Has Brussels pushed Greece too far? No, if the austerity demanded by the “troika” of the European Commission, European Central Bank and the International Monetary Fund is anything to go by in return for a second bailout worth euro 130 billion. Yes, if you sympathise with the strikers and protesters on Syntagma Square outside the Greek Parliament in Athens. Between the two extremes lies the fate of not just a small country but the future of the euro zone. Greece’s caretaker national government was told bluntly by euro zone lenders that it needed to do more than the euro 3.3 billion cuts it had brought to the table. While the country’s political class is largely behind the cutbacks, the nation remains bitterly divided about the extent to which its welfare state should be pruned. The euro zone’s finance ministers are due to meet this Wednesday to approve a revised deal, ahead of a euro 14.5 billion repayment that falls due in March — and involves a bond swap with the European Central Bank that will restructure Greece’s privately-held debt, entailing bond-holders to take losses of about 70 per cent. This elaborate arrangement is designed to halve the country’s debt to euro 100 billion and cut the burden from 160 per cent of gross domestic product to 120 per cent. Greece would thus have averted a sovereign default that would have been catastrophic for it, Europe and the world.
Still, it is worth wondering whether these strings-attached bailouts are merely postponing the inevitable. The stringent additional conditions that the “troika” imposed on Friday are the result of Greece reneging on earlier promises of cutbacks in public spending. Indeed, the clues to Greece’s future may lie in that very point; it has very little room left for manoeuvre. That is why commentators are increasingly questioning whether the imposition of more spending cutbacks would be helpful in the long run. Austerity measures as a result of the earlier euro 110-billion bailout plan have already taken a toll on the Greek economy, which has suffered five years of recession. The unemployment rate is over 20 per cent against 13-odd per cent in November 2010 and industrial output in December 2011 fell 11.3 per cent year-on-year. Further recession will crimp Greece’s ability to service future debt. Greece needs to grow itself out of trouble; if a cash-strapped government is unable to do what is necessary, fiscal or otherwise, to stimulate growth, then a long-term solution of the Greek problem seems ever more distant.

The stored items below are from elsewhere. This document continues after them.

PR #1201, opened 2017-10-11
Support for GoodTillDate with Interactive Brokers

patrickstar1:


Common/Orders/Order.cs
```diff
@@ -81,6 +81,12 @@ public abstract class Order
         public OrderDuration Duration { get; internal set; }
 
         /// <summary>
+        /// Good till date(time) - The date and time until the order will be active. The order
+		/// will be automatically canceled by the exchange after this date/time.
+        /// </summary>
+        public DateTime GoodTillDate { get; set; }
```
mchandschuh: Given the logic on line 1493 of `InteractiveBrokersBrokerage.cs` I tihnk this will need to be nullable -- `DateTime?` -- otherwise the null check there will *always* return true

mchandschuh: Upon further inspection, perhaps we should be using this field on `Order.cs`:

```csharp
        /// <summary>
        /// Order Expiry on a specific UTC time.
        /// </summary>
        public DateTime DurationValue;
```

patrickstar1: @mchandschuh 

Agreed. Sorry I am a Java developer and am still learning the differences between Java and C#. In Java there is no such thing as not-nullable objects. Only primitive values are not nullable.

We could use DurationValue. Only thing is, although DurationValue in here is a DateTime and not really a duration - conceptually duration and end time are different (e.g. a duration of 5 days vs. 2017-10-16 12:54:53.123)

Another thing is, the document says "UTC time". This is good but only if QC's servers' time is set to UTC. Can you confirm that?

Thanks for your review.

patrickstar1: Also, please consider that GoodTillDate is a known terminology in trading world. Duration is not.

StefanoRaggi: I believe the most used term for order duration/validity is **Time In Force** and common values for this attribute are: **GTC** (Good Till Cancelled), **GTD** (Good Till Date), **DAY** (valid to end of day).

Naming issues aside, I think for a **GTD** order the enum value (currently named **OrderDuration**) should also be set by the caller in addition to the expiry/validity date.

patrickstar1: @StefanoRaggi  - currently OrderDuration only has GTC (and Custom that is not used anywhere). Do you want to add GTD as well? I'm thinking this will mean that other broker classes should implement it once you add it to the enum but I don't have enough knowledge about how to handle it with those brokers.

Another option is to reject it in runtime if a broker doesn't support the function.

BTW, here is IB's documentation (sorry, I should have attached the document link at the beginning). They use GoodTillDate as the name of the attribute:

https://interactivebrokers.github.io/tws-api/classIBApi_1_1Order.html#ade4fdefe2079ea5826872b9f52e3444e

So here is what so far I understand from your comments:

1- Do not use null check as the condition but the value of OrderDuration
2- Add GTD to OrderDuration
3- Use DurationValue as the end time (can we rename it? the attribute was not used anyway so it shouldn't break anyone's code).
4- If a broker doesn't have implementation for GTD, throw an exception with a message saying that "GoodTillDate has not been implemented for {broker_name}".

Please feel free to modify the requirements.

StefanoRaggi: @patrickstar1  - I think the real question is if: 
(a) we only want to add GTD support for IB or 
(b) it should be added as standard feature in LEAN, including other brokerages and backtesting (which may be the hardest part). 
@mchandschuh, @jaredbroad, thoughts ?

1. Ok
2. OrderDuration.Custom is currently only used internally in the Oanda brokerage implementation and used as GTD, I think it should be renamed from Custom to GTD
3. Ok for using DurationValue as the end time (default value: DateTime.MaxValue), not sure if renaming is safe because order objects are also serialized and deserialized in the QC cloud
4. Ok, we'll have to update Oanda and FXCM brokerages to support GTD

patrickstar1: Very nice. I will wait for the final decisions then.

mchandschuh: RE: other brokerages -- we can update the brokerage models for the other brokerages to return false for `CanSubmitOrder` if we don't support certain order features.

mchandschuh: RE: utc time -- as much as possible we try to keep things in utc for simplicity. All orders are timestamped explicitly in UTC, independent of the server's configuration. I think the name duration was chosen for alignment with `OrderDuration` -- I'm historically not the best namer of things, so I'll let @jaredbroad chime in on that one -- if we want to rename it, we can come up with a shim to prevent old algorithms from breaking if they used it.

patrickstar1: @mchandschuh thanks for the comments. We can always mark it as deprecated and add a new attribute that mirrors the old/deprecated attribute. This way we will have backward compatibility and some few months later get rid of it.

jaredbroad: :D Its relatively easy as an individual @patrickstar1; but it is harder to migrate a community of 40k. We prefer to put in the design work up front. If you can wait 3-7 days we'll do that design work and get back to you.

patrickstar1: That'd be awesome. Thanks Jared. I totally agree with a well designed system rather than a patch even if it delays the change.

mchandschuh:
I think a few things need to happen to implement the desired behavior (assuming starting from `QuantConnect/Lean/master`)
 - [ ] Work on new branch from fresh `upstream/master`
 - [ ] Add `OrderDuration.GTD` Good til date
 - [ ] In IB Brokerage, check for `order.OrderDuration == OrderDuration.GTD` and use `order.DurationValue` as the expiry time

jaredbroad:
Closing for now @patrickstar1 but this is close! Please submit a new PR with Mike's suggestions above leveraging Stefano's work.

At the same time, with debt crises in Italy, Portugal and Spain to deal with, it is politically unfeasible for the European leadership, led by German Chancellor Angela Merkel, to countenance a no-strings-attached bailout. Some analysts see the only way out of the deadlock is for private bond-holders to agree to sharper haircuts. The alternative would be a default and Greece’s exit from the euro zone, which would threaten the very existence of the euro.